_TASK_
Lines to restate from the data below: from the one containing "I think the only" to the one containing "forward any more traffic.", both included. Give them again exactly, and only them.

_DATA EXCERPTS_
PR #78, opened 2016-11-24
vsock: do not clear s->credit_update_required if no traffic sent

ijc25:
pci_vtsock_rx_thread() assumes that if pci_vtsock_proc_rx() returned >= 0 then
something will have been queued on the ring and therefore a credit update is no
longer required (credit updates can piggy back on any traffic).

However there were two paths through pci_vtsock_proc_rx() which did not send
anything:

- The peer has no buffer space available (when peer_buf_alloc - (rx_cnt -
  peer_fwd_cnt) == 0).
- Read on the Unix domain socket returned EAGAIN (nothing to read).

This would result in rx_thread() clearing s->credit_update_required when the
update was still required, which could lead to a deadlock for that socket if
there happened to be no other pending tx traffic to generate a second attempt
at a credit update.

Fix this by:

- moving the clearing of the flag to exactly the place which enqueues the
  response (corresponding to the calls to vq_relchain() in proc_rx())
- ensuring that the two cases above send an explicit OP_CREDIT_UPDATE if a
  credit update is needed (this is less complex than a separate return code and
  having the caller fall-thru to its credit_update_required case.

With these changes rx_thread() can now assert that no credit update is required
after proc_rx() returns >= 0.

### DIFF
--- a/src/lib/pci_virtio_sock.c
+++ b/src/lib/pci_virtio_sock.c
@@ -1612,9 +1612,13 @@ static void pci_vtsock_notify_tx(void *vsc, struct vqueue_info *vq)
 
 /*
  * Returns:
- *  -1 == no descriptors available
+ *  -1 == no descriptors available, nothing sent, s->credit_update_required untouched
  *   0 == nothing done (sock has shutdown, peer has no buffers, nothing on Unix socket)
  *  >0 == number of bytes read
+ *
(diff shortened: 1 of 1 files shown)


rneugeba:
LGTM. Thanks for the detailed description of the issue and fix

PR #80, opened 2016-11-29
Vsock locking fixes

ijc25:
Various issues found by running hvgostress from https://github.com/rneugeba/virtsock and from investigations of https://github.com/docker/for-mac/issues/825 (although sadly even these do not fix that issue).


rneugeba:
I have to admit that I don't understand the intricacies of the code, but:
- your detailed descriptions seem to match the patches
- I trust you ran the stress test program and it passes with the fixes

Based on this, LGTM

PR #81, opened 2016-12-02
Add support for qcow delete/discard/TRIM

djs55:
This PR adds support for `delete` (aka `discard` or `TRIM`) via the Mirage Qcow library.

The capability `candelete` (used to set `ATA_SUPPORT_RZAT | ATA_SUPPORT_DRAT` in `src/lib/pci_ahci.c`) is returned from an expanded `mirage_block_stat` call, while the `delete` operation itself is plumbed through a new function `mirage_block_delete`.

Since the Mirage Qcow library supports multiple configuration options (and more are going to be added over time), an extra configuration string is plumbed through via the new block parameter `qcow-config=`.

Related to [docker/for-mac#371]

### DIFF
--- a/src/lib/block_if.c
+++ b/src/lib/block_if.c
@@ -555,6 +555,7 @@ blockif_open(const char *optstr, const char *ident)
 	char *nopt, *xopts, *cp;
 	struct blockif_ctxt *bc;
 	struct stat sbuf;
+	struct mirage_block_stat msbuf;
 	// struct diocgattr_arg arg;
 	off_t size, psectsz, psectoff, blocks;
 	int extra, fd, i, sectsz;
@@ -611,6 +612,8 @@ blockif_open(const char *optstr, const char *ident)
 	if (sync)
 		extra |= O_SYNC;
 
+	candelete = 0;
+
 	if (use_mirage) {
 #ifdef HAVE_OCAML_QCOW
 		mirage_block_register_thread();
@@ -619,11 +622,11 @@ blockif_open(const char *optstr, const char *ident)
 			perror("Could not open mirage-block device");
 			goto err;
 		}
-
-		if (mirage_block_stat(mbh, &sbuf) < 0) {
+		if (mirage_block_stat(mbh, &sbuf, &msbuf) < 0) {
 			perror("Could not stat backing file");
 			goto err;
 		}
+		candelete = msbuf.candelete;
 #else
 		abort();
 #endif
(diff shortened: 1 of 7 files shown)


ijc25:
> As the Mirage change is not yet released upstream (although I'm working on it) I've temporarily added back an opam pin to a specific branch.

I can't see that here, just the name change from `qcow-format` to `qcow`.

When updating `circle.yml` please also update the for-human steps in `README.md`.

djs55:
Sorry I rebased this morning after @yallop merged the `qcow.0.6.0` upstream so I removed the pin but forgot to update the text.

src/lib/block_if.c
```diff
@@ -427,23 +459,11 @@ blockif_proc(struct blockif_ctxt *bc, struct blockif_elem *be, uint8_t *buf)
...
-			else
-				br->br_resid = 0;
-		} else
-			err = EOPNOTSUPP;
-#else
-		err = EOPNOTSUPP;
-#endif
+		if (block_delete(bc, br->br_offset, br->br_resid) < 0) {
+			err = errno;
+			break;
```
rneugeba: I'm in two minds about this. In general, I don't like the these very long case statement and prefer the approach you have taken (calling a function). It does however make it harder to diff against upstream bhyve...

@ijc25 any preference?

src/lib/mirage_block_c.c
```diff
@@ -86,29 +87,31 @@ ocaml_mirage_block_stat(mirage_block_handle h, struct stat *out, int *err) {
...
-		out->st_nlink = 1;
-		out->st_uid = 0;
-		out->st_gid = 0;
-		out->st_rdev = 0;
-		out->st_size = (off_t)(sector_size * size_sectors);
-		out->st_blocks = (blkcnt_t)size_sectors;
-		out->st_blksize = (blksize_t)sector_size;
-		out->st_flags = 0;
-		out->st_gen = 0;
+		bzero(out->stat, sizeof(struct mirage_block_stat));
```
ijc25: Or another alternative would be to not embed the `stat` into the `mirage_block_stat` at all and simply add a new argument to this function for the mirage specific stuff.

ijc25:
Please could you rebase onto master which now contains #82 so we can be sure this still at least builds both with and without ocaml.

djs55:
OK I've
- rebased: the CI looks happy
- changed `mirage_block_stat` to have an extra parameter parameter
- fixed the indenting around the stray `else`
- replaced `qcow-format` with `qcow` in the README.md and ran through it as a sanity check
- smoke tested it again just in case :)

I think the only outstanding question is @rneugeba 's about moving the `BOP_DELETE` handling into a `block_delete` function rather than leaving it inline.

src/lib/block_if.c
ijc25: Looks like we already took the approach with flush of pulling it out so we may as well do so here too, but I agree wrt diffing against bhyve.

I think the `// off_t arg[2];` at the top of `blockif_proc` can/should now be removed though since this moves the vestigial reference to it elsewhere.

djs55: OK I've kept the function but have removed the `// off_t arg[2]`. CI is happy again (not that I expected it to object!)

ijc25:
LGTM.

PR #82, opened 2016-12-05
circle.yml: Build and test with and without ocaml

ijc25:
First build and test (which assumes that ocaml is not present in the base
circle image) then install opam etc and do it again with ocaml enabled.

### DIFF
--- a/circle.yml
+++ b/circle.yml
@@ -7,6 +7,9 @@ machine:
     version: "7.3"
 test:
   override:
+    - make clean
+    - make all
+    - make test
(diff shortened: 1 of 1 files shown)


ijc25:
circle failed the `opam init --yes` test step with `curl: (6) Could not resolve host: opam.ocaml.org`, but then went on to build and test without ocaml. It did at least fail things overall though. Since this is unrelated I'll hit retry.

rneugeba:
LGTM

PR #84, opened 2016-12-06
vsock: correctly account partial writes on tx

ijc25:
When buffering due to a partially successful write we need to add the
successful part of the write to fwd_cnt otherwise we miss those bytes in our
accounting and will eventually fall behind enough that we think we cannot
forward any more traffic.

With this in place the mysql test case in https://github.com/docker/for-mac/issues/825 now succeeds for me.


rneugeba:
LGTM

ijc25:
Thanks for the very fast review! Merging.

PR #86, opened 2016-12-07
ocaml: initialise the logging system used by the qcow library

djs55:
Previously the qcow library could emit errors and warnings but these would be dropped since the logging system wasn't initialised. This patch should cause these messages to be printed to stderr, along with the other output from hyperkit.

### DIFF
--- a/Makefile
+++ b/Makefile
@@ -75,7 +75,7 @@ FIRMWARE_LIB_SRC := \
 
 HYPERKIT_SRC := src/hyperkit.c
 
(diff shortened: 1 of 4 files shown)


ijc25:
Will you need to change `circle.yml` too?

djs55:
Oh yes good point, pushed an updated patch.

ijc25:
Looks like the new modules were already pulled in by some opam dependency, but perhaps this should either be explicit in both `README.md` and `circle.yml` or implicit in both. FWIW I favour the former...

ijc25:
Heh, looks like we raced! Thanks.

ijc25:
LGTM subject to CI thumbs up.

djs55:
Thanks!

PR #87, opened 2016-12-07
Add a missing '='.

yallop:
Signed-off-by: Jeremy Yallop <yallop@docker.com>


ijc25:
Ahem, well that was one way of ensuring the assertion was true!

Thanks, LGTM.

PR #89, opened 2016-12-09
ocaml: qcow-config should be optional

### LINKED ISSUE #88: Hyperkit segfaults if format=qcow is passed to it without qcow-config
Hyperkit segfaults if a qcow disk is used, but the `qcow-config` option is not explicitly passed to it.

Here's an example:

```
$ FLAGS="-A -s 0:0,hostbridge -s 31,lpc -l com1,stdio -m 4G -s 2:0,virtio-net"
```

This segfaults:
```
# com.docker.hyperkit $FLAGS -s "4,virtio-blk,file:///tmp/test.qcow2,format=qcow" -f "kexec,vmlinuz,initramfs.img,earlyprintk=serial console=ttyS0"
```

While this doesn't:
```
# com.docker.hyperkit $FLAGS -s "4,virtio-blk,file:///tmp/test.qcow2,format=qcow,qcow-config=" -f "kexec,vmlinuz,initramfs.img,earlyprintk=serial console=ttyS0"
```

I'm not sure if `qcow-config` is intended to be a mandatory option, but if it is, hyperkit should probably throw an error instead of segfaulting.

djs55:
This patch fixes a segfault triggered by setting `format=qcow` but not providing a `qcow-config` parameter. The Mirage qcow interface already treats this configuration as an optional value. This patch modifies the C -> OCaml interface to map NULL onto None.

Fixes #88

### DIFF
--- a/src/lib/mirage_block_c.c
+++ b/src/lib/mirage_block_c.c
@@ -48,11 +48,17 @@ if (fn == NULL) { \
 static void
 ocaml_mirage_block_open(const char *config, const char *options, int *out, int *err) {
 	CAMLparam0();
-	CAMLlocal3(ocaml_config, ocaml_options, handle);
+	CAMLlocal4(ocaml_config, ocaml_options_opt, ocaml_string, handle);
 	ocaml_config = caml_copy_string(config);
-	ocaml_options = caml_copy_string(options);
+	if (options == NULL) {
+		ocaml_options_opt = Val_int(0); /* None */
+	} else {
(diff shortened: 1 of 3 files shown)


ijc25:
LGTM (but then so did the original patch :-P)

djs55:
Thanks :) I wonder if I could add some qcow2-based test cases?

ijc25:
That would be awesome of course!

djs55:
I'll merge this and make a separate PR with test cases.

---

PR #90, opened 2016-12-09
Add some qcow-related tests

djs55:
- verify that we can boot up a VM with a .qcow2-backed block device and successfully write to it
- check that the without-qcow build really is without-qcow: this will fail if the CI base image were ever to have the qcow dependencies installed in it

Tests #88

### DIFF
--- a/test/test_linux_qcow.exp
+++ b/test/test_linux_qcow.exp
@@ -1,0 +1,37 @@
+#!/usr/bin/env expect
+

_TASK SOLUTION_
I think the only outstanding question is @rneugeba 's about moving the `BOP_DELETE` handling into a `block_delete` function rather than leaving it inline.

src/lib/block_if.c
ijc25: Looks like we already took the approach with flush of pulling it out so we may as well do so here too, but I agree wrt diffing against bhyve.

I think the `// off_t arg[2];` at the top of `blockif_proc` can/should now be removed though since this moves the vestigial reference to it elsewhere.

djs55: OK I've kept the function but have removed the `// off_t arg[2]`. CI is happy again (not that I expected it to object!)

ijc25:
LGTM.

PR #82, opened 2016-12-05
circle.yml: Build and test with and without ocaml

ijc25:
First build and test (which assumes that ocaml is not present in the base
circle image) then install opam etc and do it again with ocaml enabled.

### DIFF
--- a/circle.yml
+++ b/circle.yml
@@ -7,6 +7,9 @@ machine:
     version: "7.3"
 test:
   override:
+    - make clean
+    - make all
+    - make test
(diff shortened: 1 of 1 files shown)


ijc25:
circle failed the `opam init --yes` test step with `curl: (6) Could not resolve host: opam.ocaml.org`, but then went on to build and test without ocaml. It did at least fail things overall though. Since this is unrelated I'll hit retry.

rneugeba:
LGTM

PR #84, opened 2016-12-06
vsock: correctly account partial writes on tx

ijc25:
When buffering due to a partially successful write we need to add the
successful part of the write to fwd_cnt otherwise we miss those bytes in our
accounting and will eventually fall behind enough that we think we cannot
forward any more traffic.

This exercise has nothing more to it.